Excerpted records:
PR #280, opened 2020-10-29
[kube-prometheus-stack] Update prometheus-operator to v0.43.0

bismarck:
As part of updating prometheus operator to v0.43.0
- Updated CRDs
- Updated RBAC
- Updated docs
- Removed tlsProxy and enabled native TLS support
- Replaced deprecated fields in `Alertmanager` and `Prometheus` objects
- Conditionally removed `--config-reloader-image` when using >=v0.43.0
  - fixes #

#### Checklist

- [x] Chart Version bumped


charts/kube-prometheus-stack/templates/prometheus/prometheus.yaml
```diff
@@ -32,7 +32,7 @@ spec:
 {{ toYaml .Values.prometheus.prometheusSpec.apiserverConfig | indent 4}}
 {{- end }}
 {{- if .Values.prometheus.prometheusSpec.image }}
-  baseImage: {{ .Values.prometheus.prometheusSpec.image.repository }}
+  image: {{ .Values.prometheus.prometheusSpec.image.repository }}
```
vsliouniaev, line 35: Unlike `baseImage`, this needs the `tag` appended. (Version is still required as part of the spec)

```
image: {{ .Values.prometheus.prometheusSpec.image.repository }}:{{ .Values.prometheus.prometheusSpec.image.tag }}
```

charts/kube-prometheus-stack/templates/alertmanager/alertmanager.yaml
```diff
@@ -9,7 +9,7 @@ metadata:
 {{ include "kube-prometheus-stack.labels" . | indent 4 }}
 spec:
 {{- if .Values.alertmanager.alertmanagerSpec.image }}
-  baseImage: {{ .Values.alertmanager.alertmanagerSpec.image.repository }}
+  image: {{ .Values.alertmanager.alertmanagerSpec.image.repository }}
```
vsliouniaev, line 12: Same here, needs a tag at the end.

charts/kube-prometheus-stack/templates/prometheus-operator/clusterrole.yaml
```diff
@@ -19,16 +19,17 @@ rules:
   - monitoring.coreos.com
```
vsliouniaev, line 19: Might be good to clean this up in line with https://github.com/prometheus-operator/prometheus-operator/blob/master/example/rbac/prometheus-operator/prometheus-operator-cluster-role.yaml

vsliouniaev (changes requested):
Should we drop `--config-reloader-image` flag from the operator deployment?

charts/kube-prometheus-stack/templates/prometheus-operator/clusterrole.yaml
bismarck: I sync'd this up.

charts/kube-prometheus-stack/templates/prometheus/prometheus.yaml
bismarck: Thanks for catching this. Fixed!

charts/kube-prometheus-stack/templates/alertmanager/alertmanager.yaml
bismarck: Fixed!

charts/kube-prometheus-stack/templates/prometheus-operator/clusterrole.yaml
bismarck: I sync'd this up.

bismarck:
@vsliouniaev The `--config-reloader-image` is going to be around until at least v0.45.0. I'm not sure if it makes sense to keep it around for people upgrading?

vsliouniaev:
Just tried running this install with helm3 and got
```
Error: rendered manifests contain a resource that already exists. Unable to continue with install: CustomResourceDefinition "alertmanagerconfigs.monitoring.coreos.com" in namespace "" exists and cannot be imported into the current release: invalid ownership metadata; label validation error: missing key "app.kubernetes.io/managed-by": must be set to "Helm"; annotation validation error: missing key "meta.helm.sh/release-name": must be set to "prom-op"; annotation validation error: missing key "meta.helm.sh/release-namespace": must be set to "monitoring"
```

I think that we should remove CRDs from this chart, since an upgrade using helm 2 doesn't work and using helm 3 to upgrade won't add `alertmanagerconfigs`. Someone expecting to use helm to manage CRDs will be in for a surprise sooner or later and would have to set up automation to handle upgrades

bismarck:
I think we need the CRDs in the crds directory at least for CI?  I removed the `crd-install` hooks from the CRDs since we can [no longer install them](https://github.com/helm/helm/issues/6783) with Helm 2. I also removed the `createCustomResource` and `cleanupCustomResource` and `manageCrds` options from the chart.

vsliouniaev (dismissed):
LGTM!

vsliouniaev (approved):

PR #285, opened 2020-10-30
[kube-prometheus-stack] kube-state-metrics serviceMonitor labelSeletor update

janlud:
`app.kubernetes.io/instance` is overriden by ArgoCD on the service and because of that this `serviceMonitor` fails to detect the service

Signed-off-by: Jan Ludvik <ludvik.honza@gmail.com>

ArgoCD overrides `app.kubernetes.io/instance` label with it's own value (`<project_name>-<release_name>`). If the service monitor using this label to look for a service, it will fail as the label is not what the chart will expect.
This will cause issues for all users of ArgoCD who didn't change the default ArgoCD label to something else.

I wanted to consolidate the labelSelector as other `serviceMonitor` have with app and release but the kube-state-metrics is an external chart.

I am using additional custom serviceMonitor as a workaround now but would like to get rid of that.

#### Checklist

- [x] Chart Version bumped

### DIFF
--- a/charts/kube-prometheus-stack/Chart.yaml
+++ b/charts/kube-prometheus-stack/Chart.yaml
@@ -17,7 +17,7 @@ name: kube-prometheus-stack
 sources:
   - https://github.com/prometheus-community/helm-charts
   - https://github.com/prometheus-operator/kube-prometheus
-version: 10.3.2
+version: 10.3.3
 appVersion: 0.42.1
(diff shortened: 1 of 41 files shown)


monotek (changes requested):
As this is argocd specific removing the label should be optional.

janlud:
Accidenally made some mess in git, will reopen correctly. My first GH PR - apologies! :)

What is required: Copy out each line of the listing that contains the word "reloader".

Answer box:
- Conditionally removed `--config-reloader-image` when using >=v0.43.0
Should we drop `--config-reloader-image` flag from the operator deployment?
@vsliouniaev The `--config-reloader-image` is going to be around until at least v0.45.0. I'm not sure if it makes sense to keep it around for people upgrading?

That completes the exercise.